Median could be skewed by a few high-income points if they are not offset by a similar number of low income points. That means in this case that a few more haves than have-nots were created this period. The fact that the mean crept down a bit means that the have nots are being less offset by the haves than they previously were.

I'd like to see numbers on the mode (that is, what are the income ranges being measured, and how many fall into each of those categories). I would especially like to see the numbers broken out by the categories $0-$25K, $25,001-$50K, $50,001-$75K, $75,001-$100K, and so on to $200K, with a final category of >$1,000,000. I'd also like to see these numbers for raw income, not AGI. I'm certain you'd see the graph skewed WAY right (but we're not likely to ever see THAT one, because it would clearly illustrate the disparities in our economy).

For those who don't know it, skewed right means that a few unusually large measurements exist on the right side of the graph, so you would have a large bulge on the low end of the scale and a long tail on the right end of the scale.

This issue is one where we as Dems get clobbered by the lack of education on the part of the general populace.

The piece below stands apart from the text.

PR #3396, opened 2017-08-10
Update rummager with world news stories

gpeng:
This PR adds a data migration that sends all of the `NewsArticle` of type `WorldNewsStory` to rummager and removes the entries for their previous base path (these were recently migrated from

The vast majority of people in this country think of themselves as belonging to the "middle class" and presume that about half of everyone makes more than them, and half makes less than them. This is the same problem we get when we begin talking about taxes falling on the middle- or low-income workers. We need to STOP using fuzzy or relative values and start saying concrete things like "the 95% of the tax burden in this country falls on people making less than $40,000 per year" (don't use MY figures, though - they are just pulled out of the air), and "taxes are the cost of doing business and living in a modern economy. If corporations and the wealthy don't want to pay taxes, they should stop doing business in this country." So long as almost everyone thinks they are "middle-class" we will loose the class war that is going on here. The facts are that more than 95% of the wealth in this country is controlled by less than 1% of the people, and those people want the rest of it too. If you aren't in the >$1M/year salary range, the haves are after what little you DO have.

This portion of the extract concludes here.